1770 Port-au-Prince earthquake
- Local date: 3 June 1770;
- Local time: 19:15;
- Magnitude: 7.5M_{w};
- Depth: 10 km (6 mi);
- Epicenter: 18°25′N 72°47′W﻿ / ﻿18.42°N 72.79°W
- Areas affected: Saint-Domingue, Captaincy General of Santo Domingo, Jamaica
- Max. intensity: MMI X (Extreme)
- Tsunami: Yes
- Casualties: 250+

= 1770 Port-au-Prince earthquake =

Earthquake in modern-day Haiti

The 1770 Port-au-Prince earthquake took place at 7:15 pm local time on June 3, on the Enriquillo fault near Port-au-Prince, Saint-Domingue, the French colony that is now the country of Haiti.

==Damage==
The earthquake was strong enough to destroy Port-au-Prince, and leveled all the buildings between Lake Miragoâne and Petit-Goâve, to the west of Port-au-Prince.

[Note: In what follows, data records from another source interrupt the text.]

PR #1615, opened 2024-12-21
chore: null out ref for closed stream.

He-Pin:
Motivation:
reduce hard ref to help gc
refs: https://github.com/apache/pekko/discussions/1566

Modification:
Null out the ref when the `Inlet` will never be used.


He-Pin:
Okay, just forgot it's immutable...

PR #1616, opened 2024-12-21
chore: avoid create an empty array everytime.

He-Pin:
Motivation:
Code clean up and performance.

Modification:
I found this todo when read the code, and we should avoid creating the empty array everytime.

### DIFF
--- a/stream/src/main/scala/org/apache/pekko/stream/impl/PhasedFusingActorMaterializer.scala
+++ b/stream/src/main/scala/org/apache/pekko/stream/impl/PhasedFusingActorMaterializer.scala
@@ -689,14 +689,21 @@ private final case class SavedIslandData(
 /**
  * INTERNAL API
  */
+@InternalApi
+private[pekko] object GraphStageIsland {
+  // used as a type hint when creating the array of logics
+  private final val emptyLogicArray = Array.empty[GraphStageLogic]
+}
+
+/**
+ * INTERNAL API
+ */
 @InternalApi private[pekko] final class GraphStageIsland(
     effectiveAttributes: Attributes,
     materializer: PhasedFusingActorMaterializer,
     islandName: String,
     subflowFuser: OptionVal[GraphInterpreterShell => ActorRef])
     extends PhaseIsland[GraphStageLogic] {
-  // TODO: remove these
-  private val logicArrayType = Array.empty[GraphStageLogic]
   private[this] val logics = new util.ArrayList[GraphStageLogic](16)
 
   private var connections = new Array[Connection](16)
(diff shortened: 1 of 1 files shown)


stream/src/main/scala/org/apache/pekko/stream/impl/PhasedFusingActorMaterializer.scala
```diff
@@ -686,6 +686,15 @@ private final case class SavedIslandData(
  */
 @InternalApi private[pekko] object GraphStageTag extends IslandTag
 
+/**
+ * INTERNAL API
+ */
+@InternalApi
+private[pekko] object GraphStageIsland {
+  // used as a type hint when creating the array of logics
+  private final val logicArrayType = Array.empty[GraphStageLogic]
```
raboof, line 695: `Array` is mutable, so doesn't this mean everyone shares the same `logics`? Wouldn't that be problematic? (though it's interesting that the tests succeed)

stream/src/main/scala/org/apache/pekko/stream/impl/PhasedFusingActorMaterializer.scala
```diff
@@ -695,8 +704,6 @@ private final case class SavedIslandData(
     islandName: String,
     subflowFuser: OptionVal[GraphInterpreterShell => ActorRef])
     extends PhaseIsland[GraphStageLogic] {
-  // TODO: remove these
```
raboof, line 698: does 'these' suggests the `logics` should also be removed here?

stream/src/main/scala/org/apache/pekko/stream/impl/PhasedFusingActorMaterializer.scala
He-Pin: You can't, it's size 0

pjfanning: This seems safe enough because it is an empty array. Can we rename it as emptyArray? I would still be very surprised if this improves performance. The hotspot compiler should quickly deal with this if is a hotspot.

stream/src/main/scala/org/apache/pekko/stream/impl/PhasedFusingActorMaterializer.scala
He-Pin: it's been used in `materializeAtomic` method.

pjfanning (approved):
lgtm - main is now dev branch for 1.2.0

jxnu-liguobin (approved):

PR #1617, opened 2024-12-21
chore: tidy up implementation of PhasedFusingActorMaterializer

He-Pin:
Motivation:
Code clean-up with IDEA

Modification:
remove `s` and make fields private.


raboof (approved):
Removing `s` and making return values explicit is nice.

I'm not sure about adding `private`: the advantage is that it reduces the scope of the variable, but it's already in a `@InternalApi private[pekko] final` class so I'm not sure it's worth the noise. I'm OK with it though.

The Plain of the Cul-de-Sac, a rift valley under Port-au-Prince that extends eastwards into the Dominican Republic, experienced extensive soil liquefaction. The ground under Port-au-Prince liquefied, throwing down all its buildings, including those that had survived the 1751 earthquake. One village, Croix des Bouquets, sank below sea level. Strong shocks were felt in Cap-Haïtien, about 160 km away from the estimated epicenter in the Léogâne Arrondissement. Some chimneys on the distant island of Jamaica collapsed.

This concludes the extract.